- _WHAT TO WORK ON_
Copy out exactly the lines below that run from the one holding "Isn't updating on" to the one holding "model / utils changes", keeping both of those lines and no others.

*** INFORMATION GIVEN ***

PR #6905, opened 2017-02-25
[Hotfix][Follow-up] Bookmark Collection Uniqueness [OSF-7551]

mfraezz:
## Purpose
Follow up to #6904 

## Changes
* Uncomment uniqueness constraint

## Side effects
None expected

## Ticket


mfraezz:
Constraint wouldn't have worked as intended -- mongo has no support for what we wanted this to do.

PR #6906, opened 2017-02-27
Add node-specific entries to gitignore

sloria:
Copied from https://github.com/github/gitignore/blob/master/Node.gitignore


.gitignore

*** End of INFORMATION GIVEN ***
*** INFORMATION GIVEN ***

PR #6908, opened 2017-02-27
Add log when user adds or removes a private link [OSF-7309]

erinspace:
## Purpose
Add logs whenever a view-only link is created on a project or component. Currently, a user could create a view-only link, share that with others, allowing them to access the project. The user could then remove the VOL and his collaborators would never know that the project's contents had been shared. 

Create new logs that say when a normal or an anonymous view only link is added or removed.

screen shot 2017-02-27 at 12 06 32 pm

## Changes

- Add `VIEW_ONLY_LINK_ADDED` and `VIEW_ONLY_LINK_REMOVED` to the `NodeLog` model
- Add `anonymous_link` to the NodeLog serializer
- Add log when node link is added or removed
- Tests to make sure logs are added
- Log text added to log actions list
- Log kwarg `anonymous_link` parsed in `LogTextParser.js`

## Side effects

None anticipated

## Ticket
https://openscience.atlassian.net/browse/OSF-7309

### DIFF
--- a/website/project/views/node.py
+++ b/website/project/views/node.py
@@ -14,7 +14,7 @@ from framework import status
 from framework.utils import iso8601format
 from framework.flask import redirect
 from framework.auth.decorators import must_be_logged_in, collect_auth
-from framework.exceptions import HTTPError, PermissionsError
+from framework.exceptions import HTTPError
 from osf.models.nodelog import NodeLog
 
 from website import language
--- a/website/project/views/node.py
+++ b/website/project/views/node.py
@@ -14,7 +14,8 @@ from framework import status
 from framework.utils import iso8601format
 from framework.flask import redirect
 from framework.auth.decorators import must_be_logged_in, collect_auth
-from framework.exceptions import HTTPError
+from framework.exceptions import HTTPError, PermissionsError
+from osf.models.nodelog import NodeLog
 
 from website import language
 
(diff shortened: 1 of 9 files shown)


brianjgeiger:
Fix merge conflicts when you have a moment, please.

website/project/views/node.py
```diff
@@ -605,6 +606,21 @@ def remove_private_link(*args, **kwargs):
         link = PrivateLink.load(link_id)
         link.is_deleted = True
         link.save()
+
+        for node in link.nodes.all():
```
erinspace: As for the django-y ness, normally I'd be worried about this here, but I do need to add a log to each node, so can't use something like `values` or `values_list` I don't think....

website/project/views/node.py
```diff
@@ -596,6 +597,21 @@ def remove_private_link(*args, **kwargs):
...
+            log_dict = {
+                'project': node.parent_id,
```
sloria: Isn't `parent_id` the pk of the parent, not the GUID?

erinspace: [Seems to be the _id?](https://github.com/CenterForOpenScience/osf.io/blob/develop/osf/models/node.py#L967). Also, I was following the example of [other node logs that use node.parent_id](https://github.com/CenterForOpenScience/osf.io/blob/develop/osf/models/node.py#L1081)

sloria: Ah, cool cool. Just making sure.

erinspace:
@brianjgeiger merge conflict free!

*** End of INFORMATION GIVEN ***
*** INFORMATION GIVEN ***

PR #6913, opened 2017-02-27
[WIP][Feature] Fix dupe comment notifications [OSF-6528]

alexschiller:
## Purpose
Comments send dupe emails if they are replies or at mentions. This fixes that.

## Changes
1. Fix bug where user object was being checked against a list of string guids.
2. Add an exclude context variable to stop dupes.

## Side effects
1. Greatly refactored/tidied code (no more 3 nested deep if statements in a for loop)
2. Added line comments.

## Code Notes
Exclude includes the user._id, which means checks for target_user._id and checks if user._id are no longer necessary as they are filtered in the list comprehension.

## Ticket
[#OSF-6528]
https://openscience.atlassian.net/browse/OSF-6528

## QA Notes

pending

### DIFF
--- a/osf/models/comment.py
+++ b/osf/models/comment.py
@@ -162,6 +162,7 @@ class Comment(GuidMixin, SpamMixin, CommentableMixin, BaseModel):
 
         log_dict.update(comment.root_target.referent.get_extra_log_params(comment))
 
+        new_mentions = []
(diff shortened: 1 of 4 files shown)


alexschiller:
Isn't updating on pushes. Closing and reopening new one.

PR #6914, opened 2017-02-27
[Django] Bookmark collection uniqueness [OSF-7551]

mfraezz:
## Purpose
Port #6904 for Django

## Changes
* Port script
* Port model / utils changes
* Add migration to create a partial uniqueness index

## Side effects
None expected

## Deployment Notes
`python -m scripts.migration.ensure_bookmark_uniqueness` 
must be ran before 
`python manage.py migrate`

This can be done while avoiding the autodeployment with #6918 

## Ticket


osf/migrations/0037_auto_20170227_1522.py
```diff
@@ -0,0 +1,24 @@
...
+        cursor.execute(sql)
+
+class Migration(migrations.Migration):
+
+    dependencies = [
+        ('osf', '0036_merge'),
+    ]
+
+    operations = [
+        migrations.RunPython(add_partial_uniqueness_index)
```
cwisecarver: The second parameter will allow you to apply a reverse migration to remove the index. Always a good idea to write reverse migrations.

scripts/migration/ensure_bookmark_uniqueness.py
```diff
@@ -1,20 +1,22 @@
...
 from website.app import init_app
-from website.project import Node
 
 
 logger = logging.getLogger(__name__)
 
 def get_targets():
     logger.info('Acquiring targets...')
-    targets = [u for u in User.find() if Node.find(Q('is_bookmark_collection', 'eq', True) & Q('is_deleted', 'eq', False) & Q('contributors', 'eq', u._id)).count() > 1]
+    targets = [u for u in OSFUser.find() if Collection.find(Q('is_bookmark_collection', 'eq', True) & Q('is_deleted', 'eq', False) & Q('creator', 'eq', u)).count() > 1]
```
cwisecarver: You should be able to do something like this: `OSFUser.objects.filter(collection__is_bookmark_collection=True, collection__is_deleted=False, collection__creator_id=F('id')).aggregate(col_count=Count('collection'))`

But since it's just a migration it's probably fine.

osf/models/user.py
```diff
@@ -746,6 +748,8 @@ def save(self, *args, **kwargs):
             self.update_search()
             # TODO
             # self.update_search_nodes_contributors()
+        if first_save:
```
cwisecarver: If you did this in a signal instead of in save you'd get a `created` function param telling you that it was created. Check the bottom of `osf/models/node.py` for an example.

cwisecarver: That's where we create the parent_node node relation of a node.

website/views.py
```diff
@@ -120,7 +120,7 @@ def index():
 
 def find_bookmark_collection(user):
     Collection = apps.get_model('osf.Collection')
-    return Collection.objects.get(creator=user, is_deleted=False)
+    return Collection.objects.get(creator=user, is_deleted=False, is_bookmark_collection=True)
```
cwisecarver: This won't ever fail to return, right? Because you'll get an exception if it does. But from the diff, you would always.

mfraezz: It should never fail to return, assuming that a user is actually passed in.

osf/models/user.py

*** End of INFORMATION GIVEN ***

- _FINAL ANSWER_
Isn't updating on pushes. Closing and reopening new one.

PR #6914, opened 2017-02-27
[Django] Bookmark collection uniqueness [OSF-7551]

mfraezz:
## Purpose
Port #6904 for Django

## Changes
* Port script
* Port model / utils changes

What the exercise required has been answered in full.